Regardless of their intentions, such policies are being executed without a national dialogue. For the most part, this new trend is being pushed by Haiti’s foreign minister, Laurent Lamothe, who wants Haiti’s foreign policy to be an avenue to solicit foreign investments into the country and for all ambassadors to play a key role in achieving this goal.
We are now at an intersection, where a very tiny minority is controlling the climate of opinion, and with tools like social media websites, they are mounting a very successful campaign to execute policies that may or may not be advantageous for the country in the long haul—but without a doubt the vast majority of Haitians living in Haiti have no idea what is happening within their own country.
The politics of the exclusion of the majority continues. In the name of development and reconstruction, the hard questions are not being asked. Most people are keeping to themselves, hoping this new path will work and that at the end the Haitian people will also be a beneficiary. If history is any guide, governing effectively in a democracy cannot be done by denying a seat at the table to the very people who would be most affected.
The populist opinion of the 1990s might not have achieved its goals, but in the wake of the biggest natural disaster to ever hit the country, it is not advantageous to continue with policies that will further alienate and marginalize the vast majority of the people. We must promote a climate of inclusion and diversity of opinion, where everyone, regardless of social, educational and economic status, can be a part of the progressive change that must take place in Haiti.
Maximum power in the hands of a few, regardless of how well-intentioned they might be, has the potential to lead to maximum corruption. It is time for Haiti to have a climate of opinion that matches its glorious and prideful history.
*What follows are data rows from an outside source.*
PR #2, opened 2018-03-04
Test enhancement

peter279k:
# Changed log

- add more tests for other uncovered classes.


tests/InstantTest.php
```diff
@@ -373,6 +374,34 @@ public function testIsBeforeOrEqualTo(int $s1, int $n1, int $s2, int $n2, int $c
...
+     *
+     * @param int $s1  The epoch second of the 1st instant.
+     * @param int $n1  The nanosecond adjustment of the 1st instant.
+     * @param int $s2  The epoch second of the 2nd instant.
+     * @param int $n2  The nanosecond adjustment of the 2nd instant.
+     * @param int $cmp The comparison value.
+     */
+    public function testIsBetweenExclusive(int $s1, int $n1, int $s2, int $n2, int $cmp)
+    {
+        $this->assertSame($cmp <= 0, Instant::of($s1, $n1)->isBetweenExclusive(Instant::of($s2, $n2), Instant::of($s2, $n2)));
```
BenMorel: You're not testing much in these two methods, you're only testing that the value is within an interval of 0 seconds.

What I would do here is hardcode the interval start and end, and test with a range of possible values in between:

```php
public function testIsBetweenExclusive(int $seconds, int $nanos, bool $isBetween)
{
    $this->assertSame($isBetween, Instant::of($seconds, $nanos)->isBetweenExclusive(
        Instant::of(-1, -1),
        Instant::of(1, 1)
    );
}
```

And for the provider:

```php
[
    [-1, -2, false],
    [-1, -1, false],
    [-1,  0, true],
    [-1, 1, true],
    [0, -1, true],
    [0, 0, true],
    [0, 1, true],
    [1, -1, true],
    [1, 0, true],
    [1, 1, false],
    [1, 2, false],
]
```

Same for isBetweenInclusive(), with the data provider altered accordingly.

tests/WeekOfYearTest.php
```diff
@@ -0,0 +1,31 @@
...
+    public function testCheckShouldReturnDateTimeExceptionWithFieldNotInRange()
+    {
+        WeekOfYear::check(-1);
+    }
+
+    /**
+     * @expectedException        Brick\DateTime\DateTimeException
+     * @expectedExceptionMessage Year 2000 does not have 53 weeks
+     */
+    public function testCehckTimeShouldThrowDateYimeException()
```
BenMorel: There are still 2 typos: 'Cehck' instead of 'Check' and 'Yime' instead of 'Time'!

tests/InstantTest.php
```diff
@@ -493,6 +564,28 @@ public function providerCompareTo() : array
...
+     * @return array
+     */
+    public function providerExclusiveBetweenCompareTo() : array
+    {
+        return [
+            [ 1,  0,  0,  0,  1],
+            [ 1,  0,  0,  1,  1],
+        ];
+    }
+
```
BenMorel: These providers are obsolete!

tests/DayOfMonthTest.php
```diff
@@ -0,0 +1,20 @@
...
+ */
+class DayOfMonthTest extends AbstractTestCase
+{
+    public function testCheckWithNullMonthOfYear()
+    {
+        $dayOfMonth = new DayOfMonth();
+
+        $this->assertNull($dayOfMonth->check(31));
+    }
+}
```
BenMorel: Rather than testing the `DayOfMonth` field (and testing only one edge case in this class) it would be more interesting to add a test on the calling code (in `LocalDate` or `MonthDay`) that would trigger this specific case!

tests/WeekOfYearTest.php
```diff
@@ -0,0 +1,31 @@
...
+/**
+ * Unit tests for class WeekOfYear.
+ */
+class WeekOfYearTest extends AbstractTestCase
+{
+    /**
+     * @expectedException        Brick\DateTime\DateTimeException
+     * @expectedExceptionMessage Invalid week-of-year: -1 is not in the range 1 to 53.
+     */
+    public function testCheckShouldReturnDateTimeExceptionWithFieldNotInRange()
```
BenMorel: Return => Throw

tests/PatternParserBuilderTest.php
```diff
@@ -0,0 +1,44 @@
...
+/**
+ * Unit tests for class IsoParsers.
+ */
+class PatternParserBuilderTest extends AbstractTestCase
+{
+    /**
+     * @expectedException        \RuntimeException
+     * @expectedExceptionMessage Cannot call endOptional() without a call to startOptional() first.
+     */
+    public function testEndOptionalShouldReturnRuntimeException()
```
BenMorel: Return => Throw

tests/PatternParserBuilderTest.php
```diff
@@ -0,0 +1,44 @@
...
+    {
+        $patternParserBuilder = new PatternParserBuilder();
+        $patternParserBuilder->endOptional();
+    }
+
+    /**
+     * @expectedException        \RuntimeException
+     * @expectedExceptionMessage Cannot call endGroup() without a call to startGroup() first.
+     */
+    public function testEndGroupShouldReturnRunTimeException()
```
BenMorel: Return => Throw

tests/YearMonthTest.php
```diff
@@ -330,16 +330,37 @@ public function testWithYear()
         $this->assertYearMonthIs(2001, 5, YearMonth::of(2000, 5)->withYear(2001));
     }
 
+    public function testWithYearIsTheSameYear()
+    {
+        $year = (int)date('Y');
+        $month = (int)date('m');
```
BenMorel: Please use fixed year/month here

tests/YearMonthTest.php
```diff
@@ -330,16 +330,37 @@ public function testWithYear()
...
+
+        $this->assertInstanceOf(YearMonth::class, YearMonth::of($year, $month)->withYear($year));
+        $this->assertYearMonthIs($year, $month, YearMonth::of($year, $month)->withYear($year));
```
BenMorel: You should instantiate `YearMonth::of(...)` only once and use it in 2 lines.

tests/YearMonthTest.php
```diff
@@ -330,16 +330,37 @@ public function testWithYear()
...
+    }
+
     public function testWithMonth()
     {
         $this->assertYearMonthIs(2000, 12, YearMonth::of(2000, 1)->withMonth(12));
     }
 
+    public function testWithMonthWithSameMonth()
+    {
+        $month = (int)date('m');
```
BenMorel: Please use a fixed month here

tests/InstantTest.php
peter279k: I will renove this data provider.

tests/YearMonthTest.php
```diff
@@ -386,6 +407,12 @@ public function testPlusYears(int $year, int $month, int $plusYears, int $expect
         $this->assertYearMonthIs($expectedYear, $expectedMonth, $yearMonth->plusYears($plusYears));
     }
 
+    public function testPlusYearsWithParameterIsZero()
```
BenMorel: `testPlusZeroYears()`?

tests/YearWeekTest.php
```diff
@@ -395,4 +397,30 @@ public function testToString(int $year, int $week, string $expected)
         $yearWeek = YearWeek::of($year, $week);
         $this->assertSame($expected, (string) $yearWeek);
     }
+
+    public function testNow()
+    {
+        $timeZone = TimeZone::parse('Asia/Taipei');
+        $yearWeek = YearWeek::now($timeZone);
```
BenMorel: You should provide a Clock here, and check that the resulting YearWeek is in line with the clock!

tests/ZonedDateTimeTest.php
```diff
@@ -482,4 +486,440 @@ public function providerCompareTo() : array
...
+
+    public function testPlusPeriod()
+    {
+
+        $timeZone = TimeZone::parse('America/Los_Angeles');
+        $localDateTime = '2000-01-20T12:34:56.123456789';
+        $localDateTime = LocalDateTime::parse($localDateTime);
+        $zonedDateTime = ZonedDateTime::of($localDateTime, $timeZone);
+
+        $this->assertSame('Thursday', (string)$zonedDateTime->plusPeriod(Period::ofWeeks(11))->getDayOfWeek());
```
BenMorel: Please assert the full string here: `assertSame('2000-...', (string) $zonedDateTime->plusPeriod(Period::ofWeeks(11)));`

tests/ZonedDateTimeTest.php
```diff
@@ -482,4 +486,440 @@ public function providerCompareTo() : array
...
+    }
+
+    public function testPlusDuration()
+    {
+        $timeZone = TimeZone::parse('America/Los_Angeles');
+        $localDateTime = '2000-01-20T12:34:56.123456789';
+        $localDateTime = LocalDateTime::parse($localDateTime);
+        $zonedDateTime = ZonedDateTime::of($localDateTime, $timeZone);
+
+        $this->assertSame(56, $zonedDateTime->plusDuration(Duration::zero())->getSecond());
```
BenMorel: Same as above

tests/ZonedDateTimeTest.php
```diff
@@ -482,4 +486,440 @@ public function providerCompareTo() : array
...
+    }
+
+    public function testPlusYears()
+    {
+        $timeZone = TimeZone::parse('America/Los_Angeles');
+        $localDateTime = '2000-01-20T12:34:56.123456789';
+        $localDateTime = LocalDateTime::parse($localDateTime);
+        $zonedDateTime = ZonedDateTime::of($localDateTime, $timeZone);
+
+        $this->assertSame(2002, $zonedDateTime->plusYears(2)->getYear());
```
BenMorel: Same as above

tests/ZonedDateTimeTest.php
```diff
@@ -482,4 +486,440 @@ public function providerCompareTo() : array
...
+    }
+
+    public function testPlusMonths()
+    {
+        $timeZone = TimeZone::parse('America/Los_Angeles');
+        $localDateTime = '2000-01-20T12:34:56.123456789';
+        $localDateTime = LocalDateTime::parse($localDateTime);
+        $zonedDateTime = ZonedDateTime::of($localDateTime, $timeZone);
+
+        $this->assertSame(3, $zonedDateTime->plusMonths(2)->getMonth());
```
BenMorel: Same as above

tests/ZonedDateTimeTest.php
```diff
@@ -482,4 +486,440 @@ public function providerCompareTo() : array
...
+
+    public function testPlusWeeks()
+    {
+        $timeZone = TimeZone::parse('America/Los_Angeles');
+        $localDateTime = '2000-01-20T12:34:56.123456789';
+        $localDateTime = LocalDateTime::parse($localDateTime);
+        $zonedDateTime = ZonedDateTime::of($localDateTime, $timeZone);
+
+        $this->assertSame(2, $zonedDateTime->plusWeeks(2)->getMonth());
+        $this->assertSame(3, $zonedDateTime->plusWeeks(2)->getDay());
```
BenMorel: Same as above

tests/ZonedDateTimeTest.php
```diff
@@ -482,4 +486,440 @@ public function providerCompareTo() : array
...
+    }
+
+    public function testPlusDays()
+    {
+        $timeZone = TimeZone::parse('America/Los_Angeles');
+        $localDateTime = '2000-01-20T12:34:56.123456789';
+        $localDateTime = LocalDateTime::parse($localDateTime);
+        $zonedDateTime = ZonedDateTime::of($localDateTime, $timeZone);
+
+        $this->assertSame(22, $zonedDateTime->plusDays(2)->getDay());
```
BenMorel: Same as above

tests/ZonedDateTimeTest.php
```diff
@@ -482,4 +486,440 @@ public function providerCompareTo() : array
...
+    }
+
+    public function testPlusHours()
+    {
+        $timeZone = TimeZone::parse('America/Los_Angeles');
+        $localDateTime = '2000-01-20T12:34:56.123456789';
+        $localDateTime = LocalDateTime::parse($localDateTime);
+        $zonedDateTime = ZonedDateTime::of($localDateTime, $timeZone);
+
+        $this->assertSame(14, $zonedDateTime->plusHours(2)->getHour());
```
BenMorel: Same as above

tests/ZonedDateTimeTest.php
```diff
@@ -482,4 +486,440 @@ public function providerCompareTo() : array
...
+    }
+
+    public function testPlusMinutes()
+    {
+        $timeZone = TimeZone::parse('America/Los_Angeles');
+        $localDateTime = '2000-01-20T12:34:56.123456789';
+        $localDateTime = LocalDateTime::parse($localDateTime);
+        $zonedDateTime = ZonedDateTime::of($localDateTime, $timeZone);
+
+        $this->assertSame(36, $zonedDateTime->plusMinutes(2)->getMinute());
```
BenMorel: Same as above

tests/ZonedDateTimeTest.php
```diff
@@ -482,4 +486,440 @@ public function providerCompareTo() : array
...
+    }
+
+    public function testPlusSeconds()
+    {
+        $timeZone = TimeZone::parse('America/Los_Angeles');
+        $localDateTime = '2000-01-20T12:34:56.123456789';
+        $localDateTime = LocalDateTime::parse($localDateTime);
+        $zonedDateTime = ZonedDateTime::of($localDateTime, $timeZone);
+
+        $this->assertSame(58, $zonedDateTime->plusSeconds(2)->getSecond());
```
BenMorel: Same as above

tests/ZonedDateTimeTest.php
```diff
@@ -482,4 +486,440 @@ public function providerCompareTo() : array
...
+    }
+
+    public function testMinusPeriod()
+    {
+        $timeZone = TimeZone::parse('America/Los_Angeles');
+        $localDateTime = '2000-01-20T12:34:56.123456789';
+        $localDateTime = LocalDateTime::parse($localDateTime);
+        $zonedDateTime = ZonedDateTime::of($localDateTime, $timeZone);
+
+        $this->assertSame('Thursday', (string)$zonedDateTime->minusPeriod(Period::ofWeeks(11))->getDayOfWeek());
```
BenMorel: Same as above

tests/ZonedDateTimeTest.php
```diff
@@ -482,4 +486,440 @@ public function providerCompareTo() : array
...
+    }
+
+    public function testMinusDuration()
+    {
+        $timeZone = TimeZone::parse('America/Los_Angeles');
+        $localDateTime = '2000-01-20T12:34:56.123456789';
+        $localDateTime = LocalDateTime::parse($localDateTime);
+        $zonedDateTime = ZonedDateTime::of($localDateTime, $timeZone);
+
+        $this->assertSame(56, $zonedDateTime->minusDuration(Duration::zero())->getSecond());
```
BenMorel: Same as above

tests/ZonedDateTimeTest.php
```diff
@@ -482,4 +486,440 @@ public function providerCompareTo() : array
...
+    }
+
+    public function testMinusYears()
+    {
+        $timeZone = TimeZone::parse('America/Los_Angeles');
+        $localDateTime = '2000-01-20T12:34:56.123456789';
+        $localDateTime = LocalDateTime::parse($localDateTime);
+        $zonedDateTime = ZonedDateTime::of($localDateTime, $timeZone);
+
+        $this->assertSame(1999, $zonedDateTime->minusYears(1)->getYear());
```
BenMorel: Same as above

tests/ZonedDateTimeTest.php
```diff
@@ -482,4 +486,440 @@ public function providerCompareTo() : array
...
+    }
+
+    public function testMinusMonths()
+    {
+        $timeZone = TimeZone::parse('America/Los_Angeles');
+        $localDateTime = '2000-01-20T12:34:56.123456789';
+        $localDateTime = LocalDateTime::parse($localDateTime);
+        $zonedDateTime = ZonedDateTime::of($localDateTime, $timeZone);
+
+        $this->assertSame(12, $zonedDateTime->minusMonths(1)->getMonth());
```
BenMorel: Same as above

tests/ZonedDateTimeTest.php
```diff
@@ -482,4 +486,440 @@ public function providerCompareTo() : array
...
+
+    public function testMinusWeeks()
+    {
+        $timeZone = TimeZone::parse('America/Los_Angeles');
+        $localDateTime = '2000-01-20T12:34:56.123456789';
+        $localDateTime = LocalDateTime::parse($localDateTime);
+        $zonedDateTime = ZonedDateTime::of($localDateTime, $timeZone);
+
+        $this->assertSame(1, $zonedDateTime->minusWeeks(2)->getMonth());
+        $this->assertSame(6, $zonedDateTime->minusWeeks(2)->getDay());
```
BenMorel: Same as above

tests/ZonedDateTimeTest.php
```diff
@@ -482,4 +486,440 @@ public function providerCompareTo() : array
...
+    }
+
+    public function testMinusDays()
+    {
+        $timeZone = TimeZone::parse('America/Los_Angeles');
+        $localDateTime = '2000-01-20T12:34:56.123456789';
+        $localDateTime = LocalDateTime::parse($localDateTime);
+        $zonedDateTime = ZonedDateTime::of($localDateTime, $timeZone);
+
+        $this->assertSame(18, $zonedDateTime->minusDays(2)->getDay());
```
BenMorel: Same as above

tests/ZonedDateTimeTest.php
```diff
@@ -482,4 +486,440 @@ public function providerCompareTo() : array
...
+    }
+
+    public function testMinusHours()
+    {
+        $timeZone = TimeZone::parse('America/Los_Angeles');
+        $localDateTime = '2000-01-20T12:34:56.123456789';
+        $localDateTime = LocalDateTime::parse($localDateTime);
+        $zonedDateTime = ZonedDateTime::of($localDateTime, $timeZone);
+
+        $this->assertSame(10, $zonedDateTime->minusHours(2)->getHour());
```
BenMorel: Same as above

tests/ZonedDateTimeTest.php
```diff
@@ -482,4 +486,440 @@ public function providerCompareTo() : array
...
+    }
+
+    public function testMinusMinutes()
+    {
+        $timeZone = TimeZone::parse('America/Los_Angeles');
+        $localDateTime = '2000-01-20T12:34:56.123456789';
+        $localDateTime = LocalDateTime::parse($localDateTime);
+        $zonedDateTime = ZonedDateTime::of($localDateTime, $timeZone);
+
+        $this->assertSame(32, $zonedDateTime->minusMinutes(2)->getMinute());
```
BenMorel: Same as above

tests/ZonedDateTimeTest.php
```diff
@@ -482,4 +486,440 @@ public function providerCompareTo() : array
...
+    }
+
+    public function testMinusSeconds()
+    {
+        $timeZone = TimeZone::parse('America/Los_Angeles');
+        $localDateTime = '2000-01-20T12:34:56.123456789';
+        $localDateTime = LocalDateTime::parse($localDateTime);
+        $zonedDateTime = ZonedDateTime::of($localDateTime, $timeZone);
+
+        $this->assertSame(54, $zonedDateTime->minusSeconds(2)->getSecond());
```
BenMorel: Same as above

tests/ZonedDateTimeTest.php
```diff
@@ -482,4 +486,440 @@ public function providerCompareTo() : array
...
+    {
+        $timeZone = TimeZone::parse('America/Los_Angeles');
+        $localDateTime = '1998-01-20T12:34:56.123456789';
+        $localDateTime = LocalDateTime::parse($localDateTime);
+        $futureZonedDateTime = ZonedDateTime::of($localDateTime, $timeZone);
+
+        $this->assertTrue($futureZonedDateTime->isPast());
+    }
+
+    public function testZonedDateTimeInstanceShouldReturnString()
```
BenMorel: Please rename to `testToString()`

tests/YearMonthTest.php
peter279k: I agree that and it seems that the test method name can be short.

tests/YearWeekTest.php
peter279k: Can you give some example about this?

Thanks.

BenMorel: You can set set timestamp that `now()` will use, this way:

```php
$clock = new FixedClock(Instant::of(2000000000));
$yearWeek = YearWeek::now($timeZone, $clock);
```

tests/InstantTest.php
```diff
@@ -493,6 +564,17 @@ public function providerCompareTo() : array
         ];
     }
 
+    /**
+     * @return array
+     */
+    public function providerInclusiveBetweenCompareTo() : array
```
BenMorel: This provider can be removed as well!

tests/IntervalTest.php
```diff
@@ -12,6 +12,18 @@
  */
 class IntervalTest extends AbstractTestCase
 {
+    /**
+     * @expectedException        Brick\DateTime\DateTimeException
+     * @expectedExceptionMessage The end instant must not be before the start instant.
+     */
+    public function testEndInstantIsNotBeBeforeTheStartInstant()
```
BenMorel: Typo "BeBefore", please rename to "testEndInstantIsNotBeforeStartInstant"

tests/LocalDateTest.php
```diff
@@ -1251,6 +1252,13 @@ public function providerToString() : array
         ];
     }
 
+    public function testCheckWithNullMonthOfYear()
+    {
+        $dayOfMonth = new DayOfMonth();
+
+        $this->assertNull($dayOfMonth->check(31));
```
BenMorel: I did not mean just to move the test, but to try and trigger the case when `DayOfMonth::check()` is called with `$monthOfYear === null` when calling `LocalDate::of()`, or `LocalDate::withDay()`.

Then I realized that it's actually never called with a `null` value from anywhere (maybe it should not be nullable then...)

So sorry, the way you did before was OK for now, can you please re-introduce `DayOfMonthTest`, but please move it to a `Field` sub-namespace: `Brick\DateTime\Tests\Field\DayOfMonthTest`.

tests/ZonedDateTimeTest.php
```diff
@@ -482,4 +486,438 @@ public function providerCompareTo() : array
...
+        $zonedDateTime = ZonedDateTime::of($localDateTime, $timeZone);
+
+        $this->assertSame(56, $zonedDateTime->getSecond());
+    }
+
+    public function testWithDate()
+    {
+        $y = (int)date('Y');
+        $m = (int)date('m');
+        $d = (int)date('d');
```
BenMorel: Please hardcode a year, month, day here. Tests must be reproducible and cannot rely on the current time.

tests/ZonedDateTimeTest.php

People from all walks of life of society must come together to define the Haitian ambition for this century and beyond, and eventually that collective cohesiveness of opinion would lead to the policies that could, once and for all, irreversibly alter Haiti’s horizon towards the path of progress, harmony, and communal love.
Ilio Durandis, a Caribbean Journal contributor, is the founder of Haiti 2015, a social movement for a just and prosperous Haiti. He is a columnist with The Haitian Times.